An exact restatement of every record is required.

** Task input follows **

PR #896, opened 2019-06-24
[melodic] On global_planner, do not clear the starting cell in the costmap

corot:
I wonder what's the reason to do so. Planner seems to work just fine without it.

The reason I need to remove this is because sometimes I call SBPL lattice planner right after global_planner, and it creates paths that go into collision. The reason is that, because of this clearRobotCell method, the robot starts in a zero-cost cell, and SBPL assumes that no action can bring the robot into collision from here (as it assumes the closest obstacle is at at least at inflation_radius m away)

### DIFF
--- a/global_planner/include/global_planner/planner_core.h
+++ b/global_planner/include/global_planner/planner_core.h
@@ -176,7 +176,6 @@ class GlobalPlanner : public nav_core::BaseGlobalPlanner {
     private:
         void mapToWorld(double mx, double my, double& wx, double& wy);
         bool worldToMap(double wx, double wy, double& mx, double& my);
-        void clearRobotCell(const geometry_msgs::PoseStamped& global_pose, unsigned int mx, unsigned int my);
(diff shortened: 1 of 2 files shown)


DLu (changes requested):
This is my answer for a lot of things, but it is that way because [its always been that way](https://github.com/ros-planning/navigation/blob/melodic-devel/navfn/src/navfn_ros.cpp#L234). My impression is that certain robots would get sensor noise for the cell they were in, and this would enable them to succeed more often. 

Since this is disrupting your other workflow, I agree that this users should at least have the option to disable this. If you hide the behavior behind a param (defaulting to the current behavior) I'll merge it.

corot:
Or alternatively, I can just restore the costmap to its initial status, whatever you like the most.

DLu:
I think having a parameter to control whether you clear it or never touch it should sufficient.

corot:
Closed in favor of #897

PR #897, opened 2019-06-27
[melodic] Add 'do_not_alter_costmap' parameter that forces planner to not change costmap

corot:
More general version of PR #896, with the requested change of making the change not applicable by default. Instead of just removing the call to _clearRobotCell_, I offer now the option of not altering the costmap at all by copying its underlying char array and working only on it.

Another good thing of this approach is that we can choose (TODO in another PR) to lock the costmap only while copying it, so we allow updates during planning. This is useless on current move_base, but on [move_base_flex](https://github.com/magazino/move_base_flex) it's optional to lock the costmaps, delegating on the plugins to do so. This is a good thing for slow planners like sbpl that only invest a minimal time to copy the costmap at the beginning and then take very long while planning over his copy; on current move_base, all this time the costmap is frozen without any benefit.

** End of Task input **

### [Task solution]
PR #896, opened 2019-06-24
[melodic] On global_planner, do not clear the starting cell in the costmap

corot:
I wonder what's the reason to do so. Planner seems to work just fine without it.

The reason I need to remove this is because sometimes I call SBPL lattice planner right after global_planner, and it creates paths that go into collision. The reason is that, because of this clearRobotCell method, the robot starts in a zero-cost cell, and SBPL assumes that no action can bring the robot into collision from here (as it assumes the closest obstacle is at at least at inflation_radius m away)

### DIFF
--- a/global_planner/include/global_planner/planner_core.h
+++ b/global_planner/include/global_planner/planner_core.h
@@ -176,7 +176,6 @@ class GlobalPlanner : public nav_core::BaseGlobalPlanner {
     private:
         void mapToWorld(double mx, double my, double& wx, double& wy);
         bool worldToMap(double wx, double wy, double& mx, double& my);
-        void clearRobotCell(const geometry_msgs::PoseStamped& global_pose, unsigned int mx, unsigned int my);
(diff shortened: 1 of 2 files shown)


DLu (changes requested):
This is my answer for a lot of things, but it is that way because [its always been that way](https://github.com/ros-planning/navigation/blob/melodic-devel/navfn/src/navfn_ros.cpp#L234). My impression is that certain robots would get sensor noise for the cell they were in, and this would enable them to succeed more often. 

Since this is disrupting your other workflow, I agree that this users should at least have the option to disable this. If you hide the behavior behind a param (defaulting to the current behavior) I'll merge it.

corot:
Or alternatively, I can just restore the costmap to its initial status, whatever you like the most.

DLu:
I think having a parameter to control whether you clear it or never touch it should sufficient.

corot:
Closed in favor of #897

PR #897, opened 2019-06-27
[melodic] Add 'do_not_alter_costmap' parameter that forces planner to not change costmap

corot:
More general version of PR #896, with the requested change of making the change not applicable by default. Instead of just removing the call to _clearRobotCell_, I offer now the option of not altering the costmap at all by copying its underlying char array and working only on it.

Another good thing of this approach is that we can choose (TODO in another PR) to lock the costmap only while copying it, so we allow updates during planning. This is useless on current move_base, but on [move_base_flex](https://github.com/magazino/move_base_flex) it's optional to lock the costmaps, delegating on the plugins to do so. This is a good thing for slow planners like sbpl that only invest a minimal time to copy the costmap at the beginning and then take very long while planning over his copy; on current move_base, all this time the costmap is frozen without any benefit.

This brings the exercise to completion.